Photovoltaic-driven Air Conditioning systems (PVAC) use local electricity generated by distributed Photovoltaic (PV) to drive Air Conditioners (AC). Both the AC cooling load and the PV electricity generation are affected by solar radiation. The PV generation cannot dynamically supply the AC power consumption during the operation. In this study, the matching characteristics of a PVAC were investigated using a case in a 207.34 m2 office room. A coupled simulation model was built, which integrated with a building model, a PV calculation model, an AC model, and a control strategy. More specifically, the AC was modeled with two heat exchangers, a compressor, and a throttling device. Both the building and the PV were simulated in EnergyPlus.
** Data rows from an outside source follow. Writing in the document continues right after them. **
PR #2173, opened 2018-10-11
Add alpha channel to ScatterView

maurov:
It adds the possibility to give a transparency channel in addition to the value.

A minimal example to see its behaviour:

```
import numpy as np
from silx import config
from silx import sx
from silx.gui.plot.ScatterView import ScatterView

samps = 1000
levels = 100
fwhm = 50
cen = 500

x = np.random.rand(samps)*levels
y = np.random.rand(samps)*levels
v = np.random.rand(samps)*levels
x0, y0 = x[cen], y[cen]
a = np.exp(-4*np.log(2) * ((x-x0)**2 + (y-y0)**2) / fwhm**2)

config.DEFAULT_COLORMAP_NAME = 'viridis'

#without transparency
s1 = ScatterView()                                                
s1.setData(x, y, v)
s1.show()
#with transparency
s2 = ScatterView()
s2.setData(x, y, v, alpha=a)
s2.show()

```

### DIFF
--- a/silx/gui/plot/ScatterView.py
+++ b/silx/gui/plot/ScatterView.py
@@ -273,7 +273,7 @@ class ScatterView(qt.QMainWindow):
         :return: Colormap currently in use
         :rtype: ~silx.gui.colors.Colormap
         """
-        self.getScatterItem().getColormap()
+        return self.getScatterItem().getColormap()
 
     # Control displayed scatter plot
 
--- a/silx/gui/plot/ScatterView.py
+++ b/silx/gui/plot/ScatterView.py
@@ -277,7 +277,7 @@ class ScatterView(qt.QMainWindow):
 
     # Control displayed scatter plot
 
-    def setData(self, x, y, value, xerror=None, yerror=None, copy=True):
+    def setData(self, x, y, value, xerror=None, yerror=None, alpha=None, copy=True):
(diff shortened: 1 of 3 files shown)


vasole:
I would support these cases:

- Alpha between 0 and 1 -> Float
- Alpha as integer in the range [0, 255]
- Alpha given as color (I think that was already in)

Please do nothing and wait for @t20100 opinion.

Should we allow something similar for images at same Z order? After all we aim at having most of the functionalities common between scatter plots and images.

PiRK:
Note that,, AFAIK, this will add transparency to possibly existing transparency set with `item.setAlpha` (https://github.com/silx-kit/silx/blob/master/silx/gui/plot/items/core.py#L708), which currently only supports a float in range 0--1. We need to keep the APIs consistent, so we should also change `setAlpha` if we decide to support integers in range 0--255.

t20100:
I think it is fine with alpha in [0, 1].
I'll add a few checks in the setter and change the blending of alpha with `rgbacolors` (using multiply).

t20100:
I made a pull request on your branch (https://github.com/maurov/silx/pull/2) which:
- fixes the test
- changes the way to apply the transparency (by multiplying it)
- adds some checks/conversion of `alpha` in `setData`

The AC compressor speed was controlled so the AC power consumption could match the PV generation when the indoor temperature was within the temperature control zone. The daily matching characteristics of PVAC were strongly affected by the PV capacity. The results showed that the PV factor (PVF) should be set to 1 in order to match the AC and PV power and maximize the AC efficiency. A battery factor of at least 0.7 could ensure the grid flexibility. Finally, the optimized design of PV, battery, and AC capacities was suggested.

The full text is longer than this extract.